Task instructions | Search the data for the word "from" and copy every line where it occurs.

Stored items |

PR #50, opened 2020-10-09
Add eds_controller_leader gauge to identify leader from /metrics and /ksmetrics

vboulineau:
### What does this PR do?

Add eds_controller_leader gauge to identify leader from `/metrics` and `/ksmetrics`

### Motivation

### Additional Notes

### Describe your test plan

Spawn two replicas of EDS instance, run 
`k exec -ti $POD -- curl http://localhost:8080/metrics`
`k exec -ti $POD -- curl http://localhost:8080/ksmetrics`

You should see `eds_controller_leader` set to 1 with `leader: true` or `leader: false` if leader or follower.

### DIFF
--- a/pkg/controller/metrics/leader.go
+++ b/pkg/controller/metrics/leader.go
@@ -1,0 +1,42 @@
+package metrics
+
+import (
+	"strconv"
+
+	"github.com/prometheus/client_golang/prometheus"
+	"sigs.k8s.io/controller-runtime/pkg/metrics"
+)
+
+const (
+	leaderLabel = "leader"
+)
+
+var (
+	isLeader  = false
+	edsLeader = prometheus.NewGaugeVec(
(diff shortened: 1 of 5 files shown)


pkg/controller/metrics/leader.go
```diff
@@ -0,0 +1,30 @@
+package metrics
+
+import (
+	"github.com/prometheus/client_golang/prometheus"
+	"sigs.k8s.io/controller-runtime/pkg/metrics"
+)
+
+var (
+	edsLeader = prometheus.NewGauge(
```
ahmed-mez, line 9: we need labels in case we want to apply label joins

ahmed-mez (approved):
LGTM ✅ 
Please add to the description that we have new metric in `/ksmetrics` as well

Answer space |
Add eds_controller_leader gauge to identify leader from /metrics and /ksmetrics
Add eds_controller_leader gauge to identify leader from `/metrics` and `/ksmetrics`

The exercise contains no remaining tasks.